Records from a data collection
————

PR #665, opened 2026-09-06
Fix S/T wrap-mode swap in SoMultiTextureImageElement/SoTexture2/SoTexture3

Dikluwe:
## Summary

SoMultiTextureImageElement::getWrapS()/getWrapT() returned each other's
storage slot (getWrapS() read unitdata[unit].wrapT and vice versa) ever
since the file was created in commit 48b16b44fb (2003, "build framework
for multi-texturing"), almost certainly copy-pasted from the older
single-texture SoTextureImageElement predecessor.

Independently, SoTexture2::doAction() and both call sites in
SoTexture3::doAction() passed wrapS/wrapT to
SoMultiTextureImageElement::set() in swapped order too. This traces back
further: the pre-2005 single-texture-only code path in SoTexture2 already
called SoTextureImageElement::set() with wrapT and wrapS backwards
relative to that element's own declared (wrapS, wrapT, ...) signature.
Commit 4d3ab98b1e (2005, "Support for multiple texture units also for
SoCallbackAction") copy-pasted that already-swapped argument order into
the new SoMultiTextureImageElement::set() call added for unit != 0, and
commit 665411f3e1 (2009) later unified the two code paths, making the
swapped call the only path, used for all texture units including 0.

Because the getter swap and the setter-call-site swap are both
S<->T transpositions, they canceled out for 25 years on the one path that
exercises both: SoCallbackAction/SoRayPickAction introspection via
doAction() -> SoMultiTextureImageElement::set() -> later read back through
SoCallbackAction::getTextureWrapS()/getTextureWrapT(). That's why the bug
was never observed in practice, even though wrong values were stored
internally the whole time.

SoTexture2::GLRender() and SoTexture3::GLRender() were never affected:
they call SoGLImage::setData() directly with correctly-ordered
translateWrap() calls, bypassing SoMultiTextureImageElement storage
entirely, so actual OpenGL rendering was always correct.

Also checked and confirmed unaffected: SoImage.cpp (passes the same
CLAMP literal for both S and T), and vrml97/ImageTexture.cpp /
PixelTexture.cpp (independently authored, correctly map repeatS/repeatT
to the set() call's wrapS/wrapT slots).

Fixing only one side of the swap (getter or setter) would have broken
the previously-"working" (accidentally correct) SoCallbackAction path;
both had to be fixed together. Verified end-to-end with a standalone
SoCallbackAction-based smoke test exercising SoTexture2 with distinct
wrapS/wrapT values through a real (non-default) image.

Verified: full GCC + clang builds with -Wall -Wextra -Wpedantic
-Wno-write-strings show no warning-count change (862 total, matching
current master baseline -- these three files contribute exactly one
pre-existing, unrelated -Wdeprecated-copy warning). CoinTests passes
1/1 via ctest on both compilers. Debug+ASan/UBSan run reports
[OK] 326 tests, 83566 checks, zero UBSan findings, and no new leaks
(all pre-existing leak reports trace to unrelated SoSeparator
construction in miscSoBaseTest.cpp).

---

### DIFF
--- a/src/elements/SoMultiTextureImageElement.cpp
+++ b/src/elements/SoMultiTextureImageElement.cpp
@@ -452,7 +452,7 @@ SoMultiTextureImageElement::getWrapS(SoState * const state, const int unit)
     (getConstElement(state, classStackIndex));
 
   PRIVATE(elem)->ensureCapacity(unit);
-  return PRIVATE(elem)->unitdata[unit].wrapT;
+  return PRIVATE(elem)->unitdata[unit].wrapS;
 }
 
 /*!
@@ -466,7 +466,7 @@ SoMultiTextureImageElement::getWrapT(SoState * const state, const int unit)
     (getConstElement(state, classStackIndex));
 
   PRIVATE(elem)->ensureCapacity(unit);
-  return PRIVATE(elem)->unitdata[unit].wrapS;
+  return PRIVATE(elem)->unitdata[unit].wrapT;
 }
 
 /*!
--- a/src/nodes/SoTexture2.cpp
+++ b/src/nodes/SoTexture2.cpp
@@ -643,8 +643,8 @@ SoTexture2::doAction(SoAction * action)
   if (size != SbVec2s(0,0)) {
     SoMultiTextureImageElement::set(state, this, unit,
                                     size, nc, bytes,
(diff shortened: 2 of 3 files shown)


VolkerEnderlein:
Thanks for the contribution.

————

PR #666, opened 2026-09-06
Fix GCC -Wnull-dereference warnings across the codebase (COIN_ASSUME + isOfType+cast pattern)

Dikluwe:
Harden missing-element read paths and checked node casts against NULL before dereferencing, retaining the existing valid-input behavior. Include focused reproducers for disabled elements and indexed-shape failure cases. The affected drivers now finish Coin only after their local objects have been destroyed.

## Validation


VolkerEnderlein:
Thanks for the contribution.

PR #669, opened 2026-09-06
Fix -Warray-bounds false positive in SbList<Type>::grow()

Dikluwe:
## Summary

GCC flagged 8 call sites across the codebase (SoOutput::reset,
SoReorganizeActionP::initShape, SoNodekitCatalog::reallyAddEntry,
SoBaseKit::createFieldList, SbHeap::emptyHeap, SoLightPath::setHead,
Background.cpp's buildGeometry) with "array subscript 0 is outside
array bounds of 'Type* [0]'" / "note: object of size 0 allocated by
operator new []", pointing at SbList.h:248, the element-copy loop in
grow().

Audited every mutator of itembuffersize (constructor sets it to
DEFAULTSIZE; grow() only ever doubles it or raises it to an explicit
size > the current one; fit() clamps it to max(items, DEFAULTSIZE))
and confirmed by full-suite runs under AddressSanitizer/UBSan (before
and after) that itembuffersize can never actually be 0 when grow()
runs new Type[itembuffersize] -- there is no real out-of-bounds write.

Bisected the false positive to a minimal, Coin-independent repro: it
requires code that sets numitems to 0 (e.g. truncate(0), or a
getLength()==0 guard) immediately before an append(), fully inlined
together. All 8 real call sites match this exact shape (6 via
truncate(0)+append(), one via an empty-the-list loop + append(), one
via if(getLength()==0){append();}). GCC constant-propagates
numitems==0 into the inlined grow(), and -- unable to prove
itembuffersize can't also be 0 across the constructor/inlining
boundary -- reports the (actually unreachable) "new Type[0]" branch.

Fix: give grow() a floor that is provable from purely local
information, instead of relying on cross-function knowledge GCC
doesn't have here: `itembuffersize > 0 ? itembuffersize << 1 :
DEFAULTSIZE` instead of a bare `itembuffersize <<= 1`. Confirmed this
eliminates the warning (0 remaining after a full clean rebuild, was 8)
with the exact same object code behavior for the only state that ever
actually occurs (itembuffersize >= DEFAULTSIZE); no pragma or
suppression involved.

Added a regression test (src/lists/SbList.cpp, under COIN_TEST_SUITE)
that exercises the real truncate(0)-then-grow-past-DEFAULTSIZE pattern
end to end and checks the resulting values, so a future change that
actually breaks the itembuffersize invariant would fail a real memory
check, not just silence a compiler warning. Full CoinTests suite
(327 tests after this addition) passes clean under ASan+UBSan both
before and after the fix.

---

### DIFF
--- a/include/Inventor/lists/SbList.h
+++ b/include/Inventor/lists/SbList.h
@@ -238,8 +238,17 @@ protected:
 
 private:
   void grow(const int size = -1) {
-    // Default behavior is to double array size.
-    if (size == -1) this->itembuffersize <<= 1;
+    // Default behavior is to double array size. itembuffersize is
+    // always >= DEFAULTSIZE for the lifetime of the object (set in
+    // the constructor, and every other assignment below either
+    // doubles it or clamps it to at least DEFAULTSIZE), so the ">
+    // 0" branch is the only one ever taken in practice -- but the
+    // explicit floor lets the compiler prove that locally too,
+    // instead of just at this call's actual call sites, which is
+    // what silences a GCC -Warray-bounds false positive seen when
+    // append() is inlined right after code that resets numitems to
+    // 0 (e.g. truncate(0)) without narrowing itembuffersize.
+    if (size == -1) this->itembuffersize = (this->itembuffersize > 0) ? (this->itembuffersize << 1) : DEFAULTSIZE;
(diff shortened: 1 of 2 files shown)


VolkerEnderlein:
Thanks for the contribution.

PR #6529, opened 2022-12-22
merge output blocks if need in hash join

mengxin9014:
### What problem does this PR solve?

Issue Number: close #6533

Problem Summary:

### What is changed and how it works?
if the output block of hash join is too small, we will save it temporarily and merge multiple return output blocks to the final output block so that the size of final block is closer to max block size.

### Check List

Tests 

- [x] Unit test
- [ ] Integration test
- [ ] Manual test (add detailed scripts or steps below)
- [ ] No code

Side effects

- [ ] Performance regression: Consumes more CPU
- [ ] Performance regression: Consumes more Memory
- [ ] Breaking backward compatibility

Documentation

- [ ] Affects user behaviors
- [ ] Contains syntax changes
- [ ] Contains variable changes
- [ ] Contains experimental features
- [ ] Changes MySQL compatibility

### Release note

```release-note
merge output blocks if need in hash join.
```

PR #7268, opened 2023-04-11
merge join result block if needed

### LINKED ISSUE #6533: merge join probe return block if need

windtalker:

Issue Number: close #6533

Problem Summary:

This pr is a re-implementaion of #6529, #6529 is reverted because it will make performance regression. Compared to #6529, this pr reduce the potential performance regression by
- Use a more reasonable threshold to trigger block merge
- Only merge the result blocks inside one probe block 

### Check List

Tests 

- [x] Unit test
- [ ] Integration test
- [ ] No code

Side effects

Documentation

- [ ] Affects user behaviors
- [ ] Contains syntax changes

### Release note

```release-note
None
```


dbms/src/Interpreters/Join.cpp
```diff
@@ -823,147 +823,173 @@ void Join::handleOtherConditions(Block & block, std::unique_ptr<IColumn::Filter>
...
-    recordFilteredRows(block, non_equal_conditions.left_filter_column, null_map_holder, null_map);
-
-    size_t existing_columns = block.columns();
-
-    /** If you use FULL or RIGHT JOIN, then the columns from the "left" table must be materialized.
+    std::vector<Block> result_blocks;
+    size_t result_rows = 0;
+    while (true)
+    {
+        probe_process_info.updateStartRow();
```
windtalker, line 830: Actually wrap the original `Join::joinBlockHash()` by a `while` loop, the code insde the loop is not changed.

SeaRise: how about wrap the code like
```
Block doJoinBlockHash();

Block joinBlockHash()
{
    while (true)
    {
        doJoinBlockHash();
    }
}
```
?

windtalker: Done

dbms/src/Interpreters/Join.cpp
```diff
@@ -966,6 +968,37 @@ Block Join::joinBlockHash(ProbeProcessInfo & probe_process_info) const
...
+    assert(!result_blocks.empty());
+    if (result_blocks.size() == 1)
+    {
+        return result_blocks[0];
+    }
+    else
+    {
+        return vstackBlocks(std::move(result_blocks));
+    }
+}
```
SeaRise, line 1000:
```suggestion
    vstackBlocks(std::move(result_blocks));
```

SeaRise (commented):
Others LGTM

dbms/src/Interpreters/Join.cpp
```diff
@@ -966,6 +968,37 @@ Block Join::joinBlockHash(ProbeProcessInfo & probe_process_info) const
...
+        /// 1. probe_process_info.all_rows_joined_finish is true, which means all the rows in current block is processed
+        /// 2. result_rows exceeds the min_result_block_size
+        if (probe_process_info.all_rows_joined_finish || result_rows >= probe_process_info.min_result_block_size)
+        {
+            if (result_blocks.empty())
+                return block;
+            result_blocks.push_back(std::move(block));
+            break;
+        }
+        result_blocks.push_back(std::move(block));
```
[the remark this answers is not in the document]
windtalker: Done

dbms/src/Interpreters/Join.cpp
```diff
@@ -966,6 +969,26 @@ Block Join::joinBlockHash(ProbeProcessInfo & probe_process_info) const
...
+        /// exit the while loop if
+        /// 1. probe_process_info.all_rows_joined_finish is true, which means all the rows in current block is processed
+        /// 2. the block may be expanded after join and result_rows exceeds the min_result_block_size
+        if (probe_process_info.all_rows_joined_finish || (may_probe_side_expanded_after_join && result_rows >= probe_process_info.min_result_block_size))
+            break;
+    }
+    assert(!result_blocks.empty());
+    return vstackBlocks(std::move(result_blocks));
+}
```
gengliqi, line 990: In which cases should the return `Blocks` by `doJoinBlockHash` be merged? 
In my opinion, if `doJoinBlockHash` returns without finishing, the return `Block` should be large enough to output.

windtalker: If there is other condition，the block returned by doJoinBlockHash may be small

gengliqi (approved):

————

What is being asked:
Retype exactly, and only, the lines above from the one where "PR #665, opened 2026-09-06" occurs up to and including the one where "since the file" occurs.

Written answer:
PR #665, opened 2026-09-06
Fix S/T wrap-mode swap in SoMultiTextureImageElement/SoTexture2/SoTexture3

Dikluwe:
## Summary

SoMultiTextureImageElement::getWrapS()/getWrapT() returned each other's
storage slot (getWrapS() read unitdata[unit].wrapT and vice versa) ever
since the file was created in commit 48b16b44fb (2003, "build framework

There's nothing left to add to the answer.